We are lazy or busy with other things....hard to tell the difference to be honest.  

We have a HE washer that has a hi-speed spin.  A lot of things come out of the washer so spun that they air dry overnight in the house, for bulk loads...we use a dryer, but with 100% wind power no fossils are required.


----------



## Ashful (Jun 25, 2016)

You guys are thinking about this all wrong.  Georgepds's simplicity, with begreen's efficiency:





Remember when all washers had a wringer?  Supplanted by the spin cycle, but which does the better job, with less electricity?
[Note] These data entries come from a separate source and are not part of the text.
PR #158, opened 2025-03-17
Symbolic gates transpilation

Aerylia:
Added the hack to support symbolic gate transpilation.

Note that tests for python 3.10 are failing. This is because of a bug in iqm-client that is fixed in version 22.7, but does not work because of support was dropped in 22.5


src/iqm/qiskit_iqm/iqm_naive_move_pass.py
```diff
@@ -66,6 +68,19 @@ def run(self, dag: DAGCircuit) -> DAGCircuit:
...
             TranspilerError: The layout is not compatible with the DAG, or if the input gate set is incorrect.
         """
+        # pylint: disable=too-many-branches
+
+        # Replace symbolic parameters with indices and store the index to symbol mapping.
+        symbolic_gates = {}
+        symbolic_index = 0
+        for node in dag.topological_op_nodes():
+            # This only works for prx gates because that has two parameters
+            # We use one to mark that it is a symbolic gate (np.inf) and the other to store the index.
```
SalahedeenIssa, line 78: Is there a way to tag this using an Instruction [label](https://docs.quantum.ibm.com/api/qiskit/qiskit.circuit.Instruction#label) perhaps, rather than setting the first parameter to infinity to indicate that it's a symbolic gate?

Aerylia: No, then the serialization method breaks because we need to turn the DAG into an `iqm-client.Circuit` object where instructions have very precise typing and prx gates can only have float parameters. We decided not to change the Circuit definition here as it is used by many libaries and should be compatible with our devices that cannot run circuits with unknown parameters in it. This hack is the cleanest solution.

smite: Would it be possible to avoid the Pydantic validation somehow for this use case here? This would require changes in iqm-client though. Maybe it could also be done later.

Aerylia: In principle there are many other hacks, they will just become more complicated. There is a ticket for handling symbolic gates in our circuit definition properly, but iqm-benchmarks is currently blocked.

src/iqm/qiskit_iqm/iqm_naive_move_pass.py
```diff
@@ -66,6 +68,19 @@ def run(self, dag: DAGCircuit) -> DAGCircuit:
...
+            if node.name == "r" and not all(isinstance(param, (float, int)) for param in node.op.params):
```
SalahedeenIssa, line 79: Forgive me if this is a silly question, but what would the param be if not a float or int? What if a user submits a symbolic gate with only floats or ints as params?

SalahedeenIssa: Got it. Then this LGTM. Could be beneficial to seek additional approval from someone more familiar with this repo though

SalahedeenIssa (approved):

src/iqm/qiskit_iqm/iqm_naive_move_pass.py
freetonik, line 78: Maybe worth adding a `TODO` or similar comment about the temporary nature of `inf`, and the fact that we should introduce an intermediate circuit representation to properly handle symbolic parameters.

tests/test_iqm_naive_move_pass.py
```diff
@@ -401,3 +401,33 @@ def test_transpile_to_IQM_flags(
...
+    p_vec = ParameterVector("p", length=2)
+
+    qc = QuantumCircuit(2)
+    qc.rz(p_vec[0], 0)
+    qc.rz(p_vec[1], 1)
+    qc.cz(0, 1)
+    qc.measure_all()
+
+    # Transpiling should not error out
+    qc_t1 = transpile_method(qc, backend=backend)
```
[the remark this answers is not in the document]
Aerylia: First, this case also pops up with Qiskit's `transpile` method, as they both call our transpiler passes by default.

For transpilation, it should not matter which of the parameters has been assigned. If you try to run the circuit with unassigned parameters, the serialization will fail with this "Unbound parameter" error. We want this for now as we need to know what the arguments of the gates are when running the circuit. This behavior should be the same as long as there is any unbound parameter in the circuit, so the case you describe is the same as sending a circuit with 1 parameter in the circuit, rather than 2, and thus should be covered by the test.

src/iqm/qiskit_iqm/iqm_naive_move_pass.py
Aerylia: Done

freetonik (approved):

You can still buy a wringer, today.


Sent from my iPhone using Tapatalk


----------



## BrotherBart (Jun 25, 2016)

Ashful said:


> You can still buy a wringer, today.



Been there, washed with that. Never again.


----------



## begreen (Jun 25, 2016)

I remember reading in the papers about a woman that lost her scalp to one of those. You really don't want to get something caught like long hair in those wringers.


----------



## Ashful (Jun 25, 2016)

BrotherBart said:


> Been there, washed with that. Never again.


Damn!  I knew you were old, but...


----------



## BrotherBart (Jun 25, 2016)

Ever seen the Maytag powered by a single cylinder gas engine? I have. The only one that could get the thing to start was Grandpa. He would stomp the kick starter one time then spit tobacco on it and say "Start you son_of_a_bitch" and it would start on the next stomp.


----------



## BrotherBart (Jun 25, 2016)

Found a pic.


----------



## Ashful (Jun 25, 2016)

BrotherBart said:


> Ever seen the Maytag powered by a single cylinder gas engine? I have. The only one that could get the thing to start was Grandpa. He would stomp the kick starter one time then spit tobacco on it and say "Start you son_of_a_bitch" and it would start on the next stomp.
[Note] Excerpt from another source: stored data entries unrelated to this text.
PR #1042, opened 2022-07-04
Fix broken URLs in README (Additional Reading)

mayaCostantini:
Fix URLs not found in project main README Additional Reading section.

### DIFF
--- a/README.md
+++ b/README.md
@@ -411,18 +411,17 @@ Please, see [TESTING.md](TESTING.md) for details.
 
 ## Additional Reading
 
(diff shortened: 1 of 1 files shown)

Yep.  I still have the engine from my great-grandmother's.  I used to run it, as a kid.  Machine is long-gone, but the engine is still with me.

Had it kick back on me a few times, when I was young.  Used to scare me, then.  Can't imagine my wife running it, today.  Women must have been tough, in those days.


----------



## woodgeek (Jun 26, 2016)

Ashful said:


> Women must have been tough, in those days.
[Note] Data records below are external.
Issue #73, opened 2019-03-08
Update README with new meeting details


lukehinds:
It has been decided that we will meet every Wednesday at 15:00 UTC on the gitter keylime channel. 

The readme should be updated, so that new contributors can find the information.

PR #1060, opened 2022-07-26
Adds a per-agent counter for "successfull attestations" on Keylime.

maugustosilva:
This counter, "attestations" is now available via API calls (e.g.,
`keylime_tenant -c status`) and it is stored on the database to preserve
state in case the `verifier` is restarted. Given the availability of
this information, the old "first_verified" attribute is now removed.
This PR is the first one on a series of PRs to implement "Durable
Attestation", also known as "Offline Attestation" (enhancement #73).

### DIFF
--- a/keylime/cloud_verifier_common.py
+++ b/keylime/cloud_verifier_common.py
@@ -166,9 +166,7 @@ def process_quote_response(agent, json_response, agentAttestState) -> Failure:
     failure.merge(quote_validation_failure)
 
     if not failure:
-        # set a flag so that we know that the agent was verified once.
-        # we only issue notifications for agents that were at some point good
-        agent["first_verified"] = True
+        agent["attestation_count"] += 1
 
         # has public key changed? if so, clear out b64_encrypted_V, it is no longer valid
         if received_public_key != agent.get("public_key", ""):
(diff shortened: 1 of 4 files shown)


keylime/cloud_verifier_common.py
```diff
@@ -166,9 +166,9 @@ def process_quote_response(agent, json_response, agentAttestState) -> Failure:
     failure.merge(quote_validation_failure)
 
     if not failure:
-        # set a flag so that we know that the agent was verified once.
-        # we only issue notifications for agents that were at some point good
-        agent["first_verified"] = True
+        agent["attestations"] += 1
```
mpeters, line 169: Overall really like the change, but I wonder about the field name. I think `attestation_count` would be a better name since it won't be mistaken for being a list of attestation objects or something similar.

maugustosilva: fair enough, will make the change

aplanas (approved):
LGTM, but do we need to update the API version?

THS-on:
@aplanas it is not required because only the backend is affected, but we can bump the API to 2.2 to indicate the new field.

@maugustosilva can you squash your commits?

mpeters (approved):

Given the men in those days, and the fact that we are not extinct, I would have to agree.

of maybe it just really beat doing the laundry down by the river.


----------



## jebatty (Jun 26, 2016)

woodgeek said:


> ... maybe it just really beat doing the laundry down by the river


 Nothing can beat beating the laundry.


----------



## Lake Girl (Jun 26, 2016)

Had a Maytag wringer when I first got married (80s) as it was better than going to the laundry mat and our oldest had cloth diapers (sensitivities to disposable).  Those things are very tough on clothes ... not very forgiving if buttons or zippers go through the wrong way.  The trade off is time vs. slightly more electric usage with a spin cycle (unverified).  Still running the motor when wringing so not sure if there is electric savings.  Wouldn't say there is much difference on moisture removal between a wringer and a front end loader...

The actual savings value would come from water and detergent usage ... less water & detergent used with a wringer.  My Mom used to have a washing machine with a suds saver (wash water drained into laundry sink and sucked back in for next load) so actual water use was decreased.  That is a thing of the past with front end loaders.  I think you can still get a suds saver option but they are not as common.

Edit:  Apparently Australia is the only place you may still be able to get a suds-saver model (and maybe not there anymore).  Appears they were phased out in North America late 90s/early 2000s.  Front end loaders apparently use 30% less water.  Suds saver would re-use approximately 50% ... more if you could get 3 loads washed using the same water.  That is dependent on how dirty those clothes really are...


----------



## iamlucky13 (Jun 27, 2016)

Last time I had a reason to use a laundromat, they had a dedicated spin-cycle machine. The washers all did a spin cycle, of course, but this thing was apparently a step up over that. Supposedly, for 25 cents and 5 minutes it took about 15 minutes / 75 cents) off the drying cycle. I didn't do a comparison test, but my clothes were noticeably lighter after removal from the spinner than when I put them in.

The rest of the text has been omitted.